Zero-Order Optimization for Gaussian Process-based Model Predictive Control
Amon Lahr, Andrea Zanelli, Andrea Carron, Melanie N. Zeilinger
TL;DR
This work employs a tailored Jacobian approximation in a sequential quadratic programming (SQP) approach, and combines it with a parallelizable GP inference and automatic differentiation framework to solve the optimal control problem in real-time.
Abstract
By enabling constraint-aware online model adaptation, model predictive control using Gaussian process (GP) regression has exhibited impressive performance in real-world applications and received considerable attention in the learning-based control community. Yet, solving the resulting optimal control problem in real-time generally remains a major challenge, due to i) the increased number of augmented states in the optimization problem, as well as ii) computationally expensive evaluations of the posterior mean and covariance and their respective derivatives.

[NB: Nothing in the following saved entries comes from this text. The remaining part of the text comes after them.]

PR #330, opened 2024-04-24
set summarizer write to tempfile

MichaelClifford:
Follow up to #302 

Noticed summarizer was having write issues in container. Using the `/tmp/` directory should address it.

### DIFF
--- a/recipes/natural_language_processing/summarizer/app/summarizer.py
+++ b/recipes/natural_language_processing/summarizer/app/summarizer.py
@@ -4,6 +4,7 @@ from langchain.prompts import PromptTemplate
 from langchain_community.callbacks import StreamlitCallbackHandler
 from langchain_community.document_loaders import PyPDFLoader
 import streamlit as st
+import tempfile
 import requests
 import time
 import os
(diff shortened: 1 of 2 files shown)


Gregory-Pereira:
Similar issue encountered in: #307 but this solves it a better way

Gregory-Pereira (approved):
/lgtm

rhatdan:
There is security risks in writing to tmp, can you use a tmpfile name rather then a hard coded file name?

MichaelClifford:
Thanks @rhatdan Changed it to use a tempfile instead.

recipes/natural_language_processing/summarizer/app/summarizer.py
```diff
@@ -49,12 +50,12 @@ def read_file(file):
     file_type = file.type
     
     if file_type == "application/pdf":
-        with open(file.name, "wb") as f:
+        temp = tempfile.NamedTemporaryFile()
```
rhatdan, line 53: You still need to remove this when you are done with it?

MichaelClifford: When I tested it the tempfile deleted after the file was no longer being used.

rhatdan: Is this some magic in Python?

rhatdan:
```
Use the [tempfile module](http://docs.python.org/2/library/tempfile.html); it creates temporary files that auto-delete.

From the [tempfile.NamedTemporaryFile() documentation](http://docs.python.org/2/library/tempfile.html#tempfile.NamedTemporaryFile):

    If delete is true (the default), the file is deleted as soon as it is closed.
```
Cool

rhatdan:
LGTM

To tackle these challenges, we employ i) a tailored Jacobian approximation in a sequential quadratic programming (SQP) approach, and combine it with ii) a parallelizable GP inference and automatic differentiation framework. Reducing the numerical complexity with respect to the state dimension $n_x$ for each SQP iteration from $\mathcal{O}(n_x^6)$ to $\mathcal{O}(n_x^3)$, and accelerating GP evaluations on a graphical processing unit, the proposed algorithm computes suboptimal, yet feasible solutions at drastically reduced computation times and exhibits favorable local convergence properties. Numerical experiments verify the scaling properties and investigate the runtime distribution across different parts of the algorithm.